Ce que comprend réellement le coût d'un divorce à l'amiable

Le divorce par consentement mutuel (PCM) est souvent présenté comme la procédure la moins chère. C'est globalement vrai, mais encore faut-il savoir de quoi se compose la facture finale. Contrairement au divorce contentieux qui implique audiences, expertises et parfois plusieurs années de procédure, le divorce à l'amiable se règle hors tribunal depuis la réforme de 2017 — ce qui supprime les frais de greffe et réduit considérablement la durée globale.

En pratique, le coût d'un divorce amiable se décompose en trois grandes catégories : les honoraires d'avocat(s), les frais de notaire (obligatoires si vous avez des biens immobiliers ou si vous avez des enfants mineurs), et les frais annexes souvent oubliés (actes d'état civil, déplacements, frais de dossier en ligne, etc.). Ignorer l'une de ces catégories aboutit systématiquement à des mauvaises surprises budgétaires.

En 2026, le coût total d'un divorce amiable varie de 1 000 € à 5 500 € selon la complexité du dossier, la présence d'un bien immobilier à partager et le cabinet choisi. Cette fourchette large s'explique par l'absence de tarifs réglementés pour les avocats : leurs honoraires sont libres et fixés par convention avec le client, conformément à l'article 10 de la loi du 31 décembre 1971.

Pour vous aider à y voir clair, voici une vue synthétique des postes de dépenses avant d'entrer dans le détail de chacun :

  • Honoraires d'avocat(s) : 800 € à 3 500 € (par avocat)
  • Frais de notaire : 0 € à 2 500 € selon les biens
  • Frais d'enregistrement de la convention : inclus dans les honoraires ou facturés séparément (50 à 150 €)
  • Frais annexes divers : 50 à 300 €

Les honoraires d'avocat : le poste principal à décrypter

Dans un divorce à l'amiable, chaque époux doit être assisté d'un avocat distinct — sauf à recourir à un seul avocat commun rémunéré par les deux parties, une option légale depuis 2017 et encadrée par l'article 229-1 du Code civil. Les honoraires représentent systématiquement le poste le plus lourd de la facture. Mais comment sont-ils fixés, et pourquoi varient-ils autant ?

Trois modes de facturation coexistent sur le marché :

  • Le forfait tout compris : entre 800 € et 2 500 € par avocat. C'est le modèle le plus lisible et le plus répandu pour les divorces simples (sans enfant, sans bien immobilier).
  • Le taux horaire : entre 150 € et 450 € de l'heure selon le cabinet et la ville. Ce modèle s'applique plutôt aux situations complexes (patrimoine important, accord difficile à négocier).
  • L'honoraire de résultat : rare en divorce amiable, il s'ajoute parfois à un forfait de base en cas de négociation patrimoniale aboutie.

La localisation géographique joue un rôle majeur dans la tarification. Un avocat parisien pratiquera en moyenne 30 à 50 % de plus qu'un confrère en province. À Paris, un forfait divorce amiable simple tourne autour de 1 800 à 2 500 € par avocat, là où la même prestation coûte 900 à 1 500 € à Lyon, Bordeaux ou Nantes. En zone rurale, certains cabinets proposent des forfaits à partir de 700 €.

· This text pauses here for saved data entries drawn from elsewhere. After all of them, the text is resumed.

PR #159, opened 2026-08-04
feat(protocol): migrate proxy and E2E stack to Miden 0.16

mandrigin:
## Summary

Migrates the proxy and its local E2E stack to the Miden 0.16 alpha protocol
family, then carries the compatibility, monitoring, and chaos-test fixes found
while exercising that stack.

This is a **fresh 0.16 deployment migration**, not a certified proxy-only
in-place upgrade from a running 0.15 chain.

## Compatibility matrix

| Component | Version |
|---|---|
| `miden-protocol`, `miden-standards`, `miden-tx`, `miden-agglayer` | `0.16.0-alpha.5` |
| `miden-client`, `miden-client-sqlite-store` | `0.16.0-alpha.1` |
| Miden node / NTX builder / remote prover | `v0.16.0-alpha.2` |
| Miden assembly/core VM family | `0.25.x` |
| Rust | `1.96+` |

Protocol alpha.5 restores the bridge network ID as runtime account state, so it
must still match the network ID assigned to this rollup.

## Protocol migration

- Adapts account, note, transaction-record, storage-map, asset-amount, and error
  handling to the 0.16 APIs.
- Creates the bridge with separate GER injector/remover roles, currently assigned
  to the same configured GER-manager account.
- Uses public B2AGG/P2ID note behavior and removes the obsolete dummy P2ID script
  registration transaction.
- Handles the callback flag as part of the faucet account ID under 0.16.
- Removes the unreadable 0.15 `.mac` genesis accounts; proxy initialization
  provisions the bridge, service, GER-manager, and faucet accounts for the new
  chain instead.

## Monitoring and E2E hardening

- Allows the canonical 0.16 bridge-admin note scripts in the unknown-wrapper
  monitor.
- Adds checked/unchecked ownership-monitor coverage metrics so monitor blindness
  can be distinguished from a healthy zero-drift result.
- Makes the L1 claim assertion query chain state instead of trusting the submit
  command's exit code.
- Updates claim provenance, note construction, account IDs, and timeout handling
  for 0.16.
- Counts and budgets AggKit watchdog recoveries in the chaos verdict.

## AggKit lost-in-transit limitation

AggKit `0.8.3-rc1` can retain a deterministic GER transaction in its ephemeral
monitoring DB even when a proxy crash prevents that transaction from ever being
durably admitted. Stock AggKit then polls the unknown hash instead of
rebroadcasting it.

The chaos harness mirrors the current operational workaround: after detecting
that signature, it force-recreates the affected AggKit container to clear the
ephemeral monitor DB and refetch the chain nonce. A green chaos run therefore
demonstrates recovery **with this mitigation**, not native AggKit self-recovery.

## Deployment / upgrade boundary

- Use a fresh 0.16 node state and freshly provisioned proxy accounts.
- Existing 0.15 serialized account fixtures are not compatible with this stack.
- This PR does not certify swapping only the proxy binary on a running 0.15
  chain. A coordinated chain upgrade requires its own migration and recovery
  procedure/test.

## Validation and review status

- Normal lint/build/unit/PostgreSQL CI: green
- CodeQL: green
- External E2E suite: passed for this 0.16 stack at `9a590f8`; the two later
  commits are focused ownership-monitor regression coverage and version/default
  cleanup (the GitHub E2E job itself was skipped)
- Aikido: **red due to a false-positive PR license delta**. The complete
  `main..35ea8c4` license comparison introduces no new GPL/LGPL/MPL package and
  no package with missing license metadata. Newly surfaced legacy
  `MIT/Apache-2.0` manifests ship both standard license texts; the only
  weak-copyleft option in this dependency area (`priority-queue 2.7.0`, usable
  under MPL-2.0) already exists unchanged on `main`. Dismiss/allowlist the
  scanner finding as not introduced by this PR.

The previous faucet-ownership blocker is addressed: expected ownership now comes
from authoritative registration provenance before account decoding, and focused
tests cover a foreign bridge-owned faucet whose decoder degrades.

The final documentation/tooling sweep is complete: README now matches the 1.96
MSRV, `run-regression.sh` derives its node version from the Makefile while
preserving explicit environment overrides, and the Makefile documentation now
describes the 0.16 pins. The PR is ready from the code-review perspective,
subject to the normal required checks.

Nonblocking hardening follow-up: the ownership monitor should benign-skip only
registered-native + observed-native. Registered-native combined with observed
AggLayer-owned/unknown is an inconsistent state and should alert, although the
fresh-deployment admin path prevents that state today.

#160 is stacked on this branch and should be reviewed/landed after #159.


mandrigin (commented):
Review at `9a590f8`: the direction is right, but this is not release-ready yet.

1. **The ownership monitor can still become silently blind.**
   `run_faucet_ownership_check()` calls `classify_faucet_account()`, which first
   tries the complete AggLayer faucet decoder and then falls back to the base
   `FungibleFaucet` decoder. If an AggLayer-owned faucet's code commitment or
   ownership-slot layout changes, the first decode can fail while the common
   fungible portion still decodes. The account is then classified as benign
   `native_faucet`, and ownership verification is skipped—the exact silent
   failure this patch is intended to detect. The clean-native and clean-owned
   tests do not exercise that counterexample.

   Determine native-vs-AggLayer-owned from authoritative bridge registration
   metadata (`is_native`) or persist that kind locally. For a registered
   non-native faucet, any AggLayer classification/owner decode failure must be
   reported as `undecodable` (alert), never downgraded to native.

2. **The supported release/E2E paths mix 0.15 and 0.16.**
   The Makefile selects node `v0.16.0-alpha.2`, while `run-all.sh` still advertises
   protocol 0.15 and clones `v0.15.0`; `docs/RUNNING-E2E.md` still requires Rust
   1.93 and node 0.15 although this branch requires Rust 1.96. Regression and
   standalone scripts retain additional 0.15 defaults. The upgrade scripts also
   still describe a proxy-only 0.15.9→branch swap against what is now a 0.16
   node/account format. Update or retire those paths and describe this as a fresh
   0.16 deployment unless a coordinated chain migration is actually built and
   tested.

3. **The Aikido policy gate is red.**
   GitHub reports one newly introduced HIGH license issue. Dependency comparison
   points most strongly to `ark-std 0.6.0` and malformed/non-SPDX license
   metadata, but the Aikido UI must confirm the package. Explicitly approve /
   allowlist that license metadata or update the dependency; do not silently
   treat the red gate as code noise.

Operational note: the chaos changes intentionally work around AggKit
`0.8.3-rc1` losing a GER transaction in transit by force-recreating AggKit and
clearing its ephemeral monitor DB. This is a valid current runbook mitigation,
but a green soak proves recovery *with the workaround*, not stock AggKit
self-recovery. The revised PR description now makes that boundary explicit.

Normal lint/build/unit/PostgreSQL CI and CodeQL are green; the GitHub E2E job was
skipped, so record the external full 0.16 gate separately before release.

mandrigin (commented):
Follow-up to my review at `9a590f8`:

**Aikido's HIGH result is a false positive as a PR license delta, not a newly
introduced restrictive license.** I checked the complete locked dependency
comparison rather than relying on the check's one-line summary:

- there is no newly introduced GPL/LGPL/MPL package identity and no dependency
  with missing license metadata;
- newly surfaced `LicenseRef-bad-mitapache-2.0` entries use the legacy
  `MIT/Apache-2.0` spelling and their immutable published archives contain both
  standard `LICENSE-MIT` and `LICENSE-APACHE` texts (`ark-std 0.6.0` is also
  unused in the resolved all-target build graph); and
- the only weak-copyleft option in this area, `priority-queue 2.7.0`
  (`LGPL-3.0-or-later OR MPL-2.0`), already exists at the exact same version on
  `main` through `miden-package-registry`; it is not introduced here and may be
  consumed under its MPL-2.0 option.

Aikido does not expose the package name in its GitHub annotation, but neither
possible scanner interpretation represents a new #159 license risk. I no longer
consider it a merge blocker. Dismiss/allowlist it as “not introduced by this PR”
and rerun the check; no dependency replacement is required for license reasons.

The external E2E suite also passed successfully at this head. That removes the
validation caveat from my earlier review.

The two remaining blockers are unchanged and are now isolated to:

1. deriving native-vs-AggLayer-owned faucet provenance authoritatively, so a
   broken AggLayer decoder cannot fall through to benign `native_faucet`; and
2. making the supported bootstrap/docs/upgrade paths consistently 0.16 instead
   of mixing node/account-format 0.15 defaults with the 0.16 stack.

The PR description has been updated with both the successful E2E result and the
license disposition.

mandrigin (commented):
Re-reviewed `03b40df` (the two commits after `9a590f8`).

The prior functional blocker is genuinely addressed: expected faucet ownership now comes from registration provenance before the degradable decoder, and the new counterexample test covers a foreign bridge-owned faucet that decodes as a plain fungible faucet. I found no new runtime regression; normal CI and CodeQL are green, and the Aikido result remains a false-positive license delta rather than a newly introduced incompatible dependency.

One small required cleanup remains before I would call the 0.16 migration current/ready:

- `README.md:51` says Rust 1.93 while `Cargo.toml` requires 1.96.
- `run-regression.sh:12-17` still advertises/exports node `v0.15.0` (the Makefile currently overrides it, but direct use is stale/misleading).
- `Makefile:185-202` still describes the old 0.15 pins immediately above the 0.16 values.

Nonblocking hardening: only registered-native + observed-native should skip. Registered-native + observed-AggLayer/unknown should alert as inconsistent, although the fresh-deployment admin path prevents this state under the current scope.

mandrigin (commented):
Re-reviewed `35ea8c4` (`03b40df..35ea8c4`). The pushed commit fully addresses the three requested cleanup items:

- README now states the actual Rust 1.96 MSRV.
- `run-regression.sh` no longer carries a stale 0.15 pin; it derives the node URL/ref from the Makefile while preserving explicit environment overrides.
- The Makefile comments and pin consistently describe protocol/node 0.16.

The delta is documentation/tooling only, `git diff --check` is clean, and the previously reviewed faucet-provenance fix is unchanged. **Ready from the code-review perspective**, subject to required checks. Aikido remains the already-audited false-positive license delta.

The registered-native/observed-mismatch alert remains a nonblocking hardening follow-up; it does not move the merge bar for the fresh-deployment scope.

sibuser (approved):

sibuser (approved):

iszubok (approved):

PR #160, opened 2026-08-05
feat(auth): use ECDSA for newly provisioned operator accounts

mandrigin:
## Summary

Switch newly provisioned single-signature operator accounts from
`Falcon512Poseidon2` to `EcdsaK256Keccak` (secp256k1 + Keccak).

This PR is stacked on #159 (`feat/protocol-0.16`) and should land after it.

## Scope

The shared operator-account construction path now provisions ECDSA authentication for:

- the proxy service and GER-manager wallets;
- standalone and foreign-deployment wallets created by `bridge-out-tool`;
- operator-owned native faucets created by `bridge-out-tool`.

Bridge accounts and AggLayer-owned wrapped faucets continue to use their existing
role/component authorization. This prepares operator authentication for a future
ECDSA/KMS signer backend; KMS integration itself is not included here.

## Security and compatibility

- Keys are generated from an OS-backed cryptographically secure RNG.
- The auth component derives its scheme and public-key commitment from the same
  key persisted in `FilesystemKeyStore`.
- ECDSA public keys and signatures are disclosed during proving; this is an
  accepted trade-off for these operator-owned infrastructure accounts.
- Existing Falcon accounts and stored Falcon keys remain supported and are not
  migrated or rekeyed. Only newly provisioned accounts use ECDSA.

## Validation

- `make lint`, workspace build, and PostgreSQL feature check: green
- Unit tests: 501 passed, 1 ignored
- CodeQL and Aikido: green
- External stacked E2E suite: passed at `9b735fb` (the GitHub E2E job itself was skipped)

## Review status

The focused regression test now directly pins the generated secret-key scheme,
approver scheme, and public-key commitment. Provisioning uses Miden's OS-random
`new_ecdsa_k256_keccak()` constructor directly and no longer adds a separate
`rand` dependency.

The final wording cleanup is complete: the orphaned `rand` comment is removed,
existing Falcon compatibility is described accurately, and the two-key test is
correctly documented as detecting accidental key reuse rather than proving RNG
quality.

Ready from the code-review perspective behind #159, subject to the normal
required checks.

PR #162, opened 2026-08-06
feat(custody): add fail-closed Web3Signer remote signing

### LINKED ISSUE #163: feat(custody): productionize Web3Signer-backed operator signing
## Goal

Support production custody of the proxy's Miden operator-account ECDSA keys through a Web3Signer-compatible service, including AWS KMS-backed keys, without generating or persisting those private keys in the proxy.

This follows the deployment model where operators pre-create keys, pin their identifiers/commitments in proxy configuration, grant the signer the required permissions, and then start the proxy.

## Acceptance criteria

- [ ] Remote custody and local development custody are mutually exclusive and fail closed; production hardening refuses local-key fallback.
- [ ] Each operator role/account is bound to an explicitly configured key identifier/commitment—never to the first key returned by signer discovery.
- [ ] Startup verifies that every configured or restored account authentication commitment is available from the signer and preserves the exact account-to-key association.
- [ ] Creating, importing, rotating, or granting permissions to KMS keys remains an operator/runbook concern; the proxy does not generate KMS keys.
- [ ] The production proxy-to-signer boundary is authenticated and encrypted, or a strictly defined same-host/private-sidecar boundary is enforced. Hardened mode must not silently expose an unauthenticated remote HTTP signing oracle.
- [ ] Signer availability and signing failures are visible through readiness/metrics without leaking key material.
- [ ] Docker/E2E uses a supported Web3Signer release containing the Netty `CVE-2025-24970` fix and uses valid current AWS KMS configuration (`kmsKeyId`).
- [ ] Automated coverage proves successful remote signing, no local fallback, wrong/missing-key failure, restored-account binding verification, signer loss/recovery, and a production-shaped AWS KMS path before release certification.
- [ ] Deployment and key-provisioning/rotation runbooks are documented.

## Out of scope

- Proxy-side KMS/HSM key generation.
- Proxy-side cloud IAM provisioning.
- Generic transaction pooling or unrelated nonce management.

mandrigin:
## Summary

Add fail-closed remote custody for the proxy's Miden operator accounts through a Web3Signer-compatible API. The proxy can now keep ECDSA private keys in a Web3Signer backend such as AWS KMS/HSM instead of persisting them locally.

This is now rebased directly onto `main`; the prerequisite protocol/ECDSA work
from #159 and #160 has landed.

Closes #163.

```mermaid
flowchart LR
    Tx["Miden transaction\ncommitment"] --> KS["ProxyKeystore"]
    KS -->|"publicKeys + sign(digest)"| W3S["Web3Signer"]
    W3S --> KMS["KMS / HSM\nsecp256k1 key"]
    KMS --> W3S
    W3S -->|"ECDSA signature only"| KS
    KS --> MC["Miden client"]
    MC --> MN["Miden node"]

    subgraph Proxy["miden-agglayer proxy"]
      Tx
      KS
      MC
    end

    subgraph Custody["remote custody boundary"]
      W3S
      KMS
    end

    style Proxy fill:#e8f1ff,stroke:#3973ac,color:#172b4d
    style Custody fill:#f2e8ff,stroke:#7552a3,color:#2d1b4e
    style MN fill:#e8f8ed,stroke:#3b8d54,color:#173b22
```

## Behavior

- Remote custody is the production/default mode: configure `--signer-url` / `AGGLAYER_SIGNER_URL`.
- Local on-disk custody requires the explicit development-only `--insecure-local-keystore` opt-in.
- Configuring both modes, or neither, fails startup; there is no per-account fallback to local keys.
- `--require-hardening` refuses local custody.
- `--require-hardening` also requires the signer endpoint to be genuine
  loopback. HTTPS alone authenticates the signer to the proxy, not the proxy to
  the signer, so it is not treated as a custody boundary.
- The signer directory is fetched at startup. Every serving boot resolves the
  configured `service` and `ger-manager` keys, reads the existing accounts'
  actual `AuthSingleSig` commitments, requires deployed/configured/signer-held
  commitments to agree, and rebuilds the public account-to-key map before serving.
- Public keys and `r || s || v` signatures are normalized and validated before use.
- Private-key generation/import/rotation in KMS remains an operator/deployment responsibility, not a proxy responsibility.

## Test coverage

- Unit coverage for custody-mode selection, key encodings, key lookup, signature parsing/validation, signer errors, and signer-aware account authentication.
- Docker Web3Signer integration coverage that exercises a real signing path and proves remote use from the signer's request counter.
- Negative control that stops the remote signer and verifies the same flow fails instead of falling back locally.
- Restart coverage that boots the proxy from persisted state, re-verifies both
  deployed role bindings through a stable verification gauge, and drives
  another remotely signed bridge operation.
- The existing E2E topology selects custody through environment configuration so stacked overlays remain composable.

## Production-readiness checklist

- [x] Rebased cleanly onto `main` at `6bffd59`, preserving the landed 0.16/ECDSA cleanup.
- [x] Replaced implicit `first()` selection with explicit `service` and
  `ger-manager` key configuration for fresh provisioning.
- [x] Enforce role isolation on resolved public-key commitments and cover
  alternate SEC1 encodings of the same physical key.
- [x] Run full key-directory/commitment-uniqueness validation before any
  fresh-init account provisioning, so invalid/missing/aliased role keys leave
  no partial deployment.
- [x] Rebuild the account-to-key map in the serving client on every startup,
  compare existing/restored accounts' real auth commitments with configured
  role keys, and invoke verification before serving.
- [x] Enforce an honest hardened custody boundary: genuine loopback only until
  caller authentication exists; arbitrary remote HTTP/HTTPS are rejected and
  there is no insecure override under `--require-hardening`.
- [x] Added remote-signing success/failure counters on the real signing path.
- [x] Document counter alerts using `increase` windows and add signer
  failure/recovery metric assertions to E2E.
- [x] Make failure assertions delta-based and add an actual proxy restart with
  preserved accounts followed by another signed operation.
- [x] Replace formatter-dependent restart log parsing with the
  `remote_signer_verified_accounts` gauge.
- [x] Remove the no-op `--insecure-signer-transport` flag and put the hardened
  transport matrix under the library unit-test command used by CI.
- [x] Add fail-closed wrong-signer negative coverage at the keystore boundary.
  A fuller deployed-auth-slot integration negative remains useful but is not a
  runtime blocker.
- [x] Keep the signer down until the recovery baseline is captured, with an EXIT
  trap that restores it if an intermediate assertion fails.
- [x] Remove stale references to the deleted transport flag/HTTPS acceptance,
  repair the binary hardening fixture, and run binary tests in `make test-unit`.
- [x] Moved the E2E to Web3Signer `25.2.0`, which contains the Netty
  `CVE-2025-24970` fix, validated the API/metric/signature contract, and
  corrected the AWS example to use Web3Signer's `kmsKeyId` configuration.
- [ ] Run the complete external E2E/upgrade suite on the final stacked head.
- [x] Ignore the previous unprefixed one-key YAML layout and generate missing
  role keys independently.
- [x] Reject multiple YAML files for one role instead of silently selecting the
  lexicographically first key.

The proxy must consume pre-created key identifiers/commitments from configuration. Creating new KMS keys or granting KMS permissions is deliberately out of scope and belongs in the deployment runbook.

The Docker E2E is designed to prove the Web3Signer protocol path with a
file-backed key; its final external run remains pending. Actual AWS KMS custody
also remains to be certified before production use.


src/init.rs
```diff
@@ -55,10 +58,36 @@ impl From<Accounts> for AccountsConfig {
...
+// caller there is no local key to store.
+//
+// Production note: provision one signer key per account for blast-radius
+// isolation. This picks the signer's first key deterministically, so a
+// single-key signer (the e2e setup) binds every account to that key — valid,
+// but not what a production deployment should do.
+pub async fn create_auth_component(
+    keystore: &ProxyKeystore,
+) -> anyhow::Result<(AuthSingleSig, Option<AuthSecretKey>)> {
+    if let Some(commitment) = keystore.remote_commitments().first().copied() {
```
mandrigin: **Blocking for production:** do not bind accounts to `remote_commitments().first()`. That order is not an operator configuration contract, and every call currently binds the service/GER accounts to the same key. Accept explicit pre-created signer key identifiers/commitments per operator role, verify each exact key is exposed by Web3Signer, and bind that key. Key creation and IAM grants should remain outside the proxy.

src/proxy_keystore.rs
```diff
@@ -0,0 +1,327 @@
...
+        &self,
+        account_id: &AccountId,
+    ) -> Result<BTreeSet<PublicKeyCommitment>, KeyStoreError> {
+        match self {
+            Self::Local(local) => local.get_account_key_commitments(account_id).await,
+            // In remote mode the signer's keys are the only ones that can sign
+            // for any account; the account's own auth component pins which
+            // commitment is actually required, and `get_signature` rejects
+            // anything the signer does not hold.
+            Self::Remote(backend) => Ok(backend.directory.commitments().collect()),
```
mandrigin: **Blocking:** returning every signer key for every account breaks the `Keystore` account-association semantics, while the reverse lookup below always returns `None`. Preserve a public account↔commitment mapping (no secret storage is needed), return only the key bound to this account, and at startup verify that every configured/restored account's auth commitment exists in the signer. Otherwise startup merely proves that the signer has *some* key, not the required keys. This can be solved together with the explicit role pinning above.

src/remote_signer.rs
```diff
@@ -0,0 +1,467 @@
...
+
+impl RemoteSignerClient {
+    /// Builds a client for `base_url` (e.g. `http://web3signer:9000`).
+    pub fn new(base_url: &str, timeout: Duration) -> anyhow::Result<Self> {
+        let http = reqwest::Client::builder()
+            .timeout(timeout)
+            .build()
+            .context("building the remote-signer HTTP client")?;
+        Ok(Self {
+            base_url: base_url.trim_end_matches('/').to_string(),
```
mandrigin, line 68: **Blocking for hardened deployments:** `--require-hardening` currently accepts an arbitrary unauthenticated `http://` signing endpoint. KMS prevents key extraction, but an attacker who can reach this API still has a signing oracle. Keep the solution KISS: define/enforce a same-host/private-sidecar boundary or authenticated TLS/mTLS/service-mesh contract, and require an explicit insecure-dev opt-in for plain remote HTTP. Also expose signer failures/availability through readiness or metrics so loss after startup is visible.

docker-compose.web3signer.yml
```diff
@@ -0,0 +1,78 @@
...
+# Usage:
+#   ./scripts/gen-web3signer-keys.sh    # generates the key + its config
+#   docker compose -f docker-compose.e2e.yml -f docker-compose.web3signer.yml \
+#     --env-file fixtures/.env up -d
+#
+# The e2e wrapper `scripts/e2e-web3signer.sh` does all of the above.
+
+services:
+  web3signer:
+    image: consensys/web3signer:24.12.0
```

Depuis l'essor du divorce en ligne, une troisième catégorie d'acteurs est apparue : les plateformes juridiques dématérialisées qui proposent des forfaits à partir de 490 € à 990 € par dossier (honoraires des deux avocats inclus). Ces offres conviennent aux situations patrimoniales simples, sans enfant mineur et sans bien immobilier. Elles permettent une réduction significative des coûts mais nécessitent que les deux époux soient déjà d'accord sur tous les points.

Ce que comprend (et ne comprend pas) un forfait avocat

Avant de signer une convention d'honoraires, vérifiez précisément ce qui est inclus dans le forfait proposé. Un forfait bas peut exclure :

  • La rédaction de la convention de liquidation du régime matrimonial
  • Les échanges par e-mail ou téléphone au-delà d'un certain nombre
  • Les frais de déplacement pour une signature hors cabinet
  • La TVA (20 %) — souvent non incluse dans les tarifs affichés par les avocats

La convention d'honoraires est obligatoire depuis 2015. Exigez-la systématiquement et lisez-la attentivement avant tout engagement.

Frais de notaire : quand sont-ils obligatoires et combien coûtent-ils ?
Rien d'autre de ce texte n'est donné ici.